Problem details: An exact transcript of all the records is required, with nothing left out.

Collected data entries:
- - - - - - -

PR #2796, opened 2026-08-24
fix: center content in full-width BpkChip

mldtms:
## Summary

  Centers selectable `BpkChip` content when callers stretch the chip beyond its intrinsic width (for example, `Modifier.fillMaxWidth()` in equal-width filter rows).

  `BpkDropdownChip` and `BpkDismissibleChip` retain their existing layout behavior.

  ## Testing

  - `./gradlew :app:testOssDebugUnitTest --tests 'net.skyscanner.backpack.compose.chip.BpkChipTest' -Dhttps.protocols=TLSv1.2`

  + [ ] Component `README.md` (not needed; no public API or documentation change)
  + [x] Tests


app/screenshots/oss/debug/default/net.skyscanner.backpack.compose.chip.BpkChipTest_typeDismissFullWidth.Default_VDL2.png
LokmaneKrizou, line 1: Is this something expected to have, should there be a space between the text and the trailing icon ? or should the content centred

app/src/test/java/net/skyscanner/backpack/compose/chip/BpkChipTest.kt
```diff
@@ -78,6 +81,23 @@ class BpkChipTest(flavour: Flavor) : BpkSnapshotTest(listOfNotNull(flavour.first
         }
     }
 
+    @Test
+    fun fullWidth() = snap(width = 200.dp) {
```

- - - - - - -

Response area:
PR #2796, opened 2026-08-24
fix: center content in full-width BpkChip

mldtms:
## Summary

  Centers selectable `BpkChip` content when callers stretch the chip beyond its intrinsic width (for example, `Modifier.fillMaxWidth()` in equal-width filter rows).

  `BpkDropdownChip` and `BpkDismissibleChip` retain their existing layout behavior.

  ## Testing

  - `./gradlew :app:testOssDebugUnitTest --tests 'net.skyscanner.backpack.compose.chip.BpkChipTest' -Dhttps.protocols=TLSv1.2`

  + [ ] Component `README.md` (not needed; no public API or documentation change)
  + [x] Tests


app/screenshots/oss/debug/default/net.skyscanner.backpack.compose.chip.BpkChipTest_typeDismissFullWidth.Default_VDL2.png
LokmaneKrizou, line 1: Is this something expected to have, should there be a space between the text and the trailing icon ? or should the content centred

app/src/test/java/net/skyscanner/backpack/compose/chip/BpkChipTest.kt
```diff
@@ -78,6 +81,23 @@ class BpkChipTest(flavour: Flavor) : BpkSnapshotTest(listOfNotNull(flavour.first
         }
     }
 
+    @Test
+    fun fullWidth() = snap(width = 200.dp) {
```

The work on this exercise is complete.